Les 27 et 29 juillet 2026 à Goma, l’organisation ActionAid RDC a réuni, nonante (90) membres des communautés rurales du territoire de Nyiragongo pour une formation sur l’agroécologie et la résilience climatique. Les participants, dont 60 femmes et hommes agés ainsi que 30 jeunes, provenaient des groupements de Kibati, Muja, Rusayo et Bukumu.

Cette activité s’inscrit dans le cadre du projet « Forum communautaire participatif pour impliquer les membres de la communauté dans la planification et la mise en œuvre d’initiatives de résilience climatique au niveau des ménages, des communautés et des territoires », mis en œuvre par ActionAid RDC avec l’appui du Fonds d’impact transformateur (TIF). 

Le projet vise à renforcer les capacités des communautés rurales, en particulier des femmes, à travers des pratiques agricoles durables, dans un objectif de promouvoir l’autonomisation et la lutte contre la destruction des sols.

Au cours des échanges, les facilitateurs ont encouragé les agriculteurs à privilégier les fertilisants organiques et les méthodes agricoles traditionnelles afin de restaurer la fertilité des sols et de préserver l’environnement.

« L’utilisation excessive des engrais chimiques contribue à l’appauvrissement des sols.
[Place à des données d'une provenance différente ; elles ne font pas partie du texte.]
PR #270, opened 2017-02-08
Fix commit batching from more than one stage

fdimuccio:
Hello,

I hit this particular bug: I have two Consumer.committableSource that are merged in one flow and at the end of the stream I commit messages using a single CommittableOffsetBatch, but only messages from one stage (belonging to one groupId) are committed. 

I did some investigations and it turns out that is not enough to pass the full offsets map to one single KafkaConsumerActor, it will commit the offsets only for one groupId (org.apache.kafka.clients.consumer.internals.ConsumerCoordinator: 602) skipping the others. There is also a side effect with the current implementation: it could commit offsets belonging to a topic for which a given groupId wasn't subscribed.

My patch fixes both issues but what bothers me is the global ExecutionContext that I had to use. I couldn't find a better way to import an execution context without breaking the API, I'm open to any suggestion to improve it.

I hope it helps and that I didn't miss anything.


typesafehub-validator:
Hi @fdimuccio,

core/src/main/scala/akka/kafka/internal/ConsumerStage.scala
```diff
@@ -190,7 +192,8 @@ private[kafka] object ConsumerStage {
       if (offsets.isEmpty)
         Future.successful(Done)
       else {
-        stages.head._2.commit(this)
+        implicit val ec = akka.dispatch.ExecutionContexts.global()
+        Future.sequence(stages.map(_._2.commit(this))).map(_ => Done)
```
kciesielski: As far as I understand, the `sequence` call does a serie of `flatMap`s on futures and concatenates results into a sequence, which is a safe operation to be handled by the global EC. Can someone verify this? :)

patriknw: `ExecutionContext.global` should not be used, we should stay in Akka EC land. Hmm, I think I did this in one of the earlier implementations, but it might have been lost in some refactoring. I'll try to find it.

patriknw: Perhaps this could still do `stages.head._2.commit(this)` and then the implementation of the `Committer` can delegate to the rest of the stages, since there I think we have `materializer.executionContext` or similar.

fdimuccio: It can be done if `CommittableOffsetBatch` exposes the stages alongside the offsets, and once done the Committer doesn't have to be a `KafkaAsyncConsumerCommitterRef` anymore since the owned `ActorRef` is redundant.

kciesielski: @fdimuccio Could you code this suggestion?

fdimuccio: Sure, but I had to close this PR because by mistake I made it from the master branch. Before posting a new one I'll create the issue and post the proposed solution there.

patriknw:
Ping me when there is a new PR, I'm interested in that we fix this.

fdimuccio:
I just opened a new PR: https://github.com/akka/reactive-kafka/pull/285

Nous devons valoriser les fertilisants organiques issus notamment de l’élevage pour préserver la terre que nous léguerons aux générations futures », a déclaré Agizo David, l’un des animateurs de la formation.

Les intervenants ont expliqué que l’agroécologie repose sur la complémentarité entre agriculture et élevage, tout en favorisant la protection des ressources naturelles. Ils ont également insisté sur l’importance d’adapter les pratiques agricoles aux effets du changement climatique afin de renforcer la résilience des communautés.

Les bénéficiaires ont salué cette initiative, estimant qu’elle leur permettra d’améliorer leurs pratiques agricoles. Âgé de 75 ans, Nzavanyuma Serubungo Bonifaste, habitant du village Janga, a appelé les jeunes à renouer avec les méthodes traditionnelles.

« Autrefois, nous cultivions sans engrais chimiques et nos terres restaient fertiles. Aujourd’hui, beaucoup utilisent des produits dont ils ignorent les effets. J’encourage les jeunes à revenir aux pratiques qui protègent nos sols », a-t-il témoigné.

De son côté, Sikuyuwa Bukoko, 70 ans, s’est engagée à sensibiliser sa communauté sur les risques liés à l’utilisation abusive des produits chimiques en agriculture. Les activités ont été coordonnées par Jérôme Shukuru, agent chez ActionAid qui a exhorté les  agriculteurs aux méthodes traditionnelles.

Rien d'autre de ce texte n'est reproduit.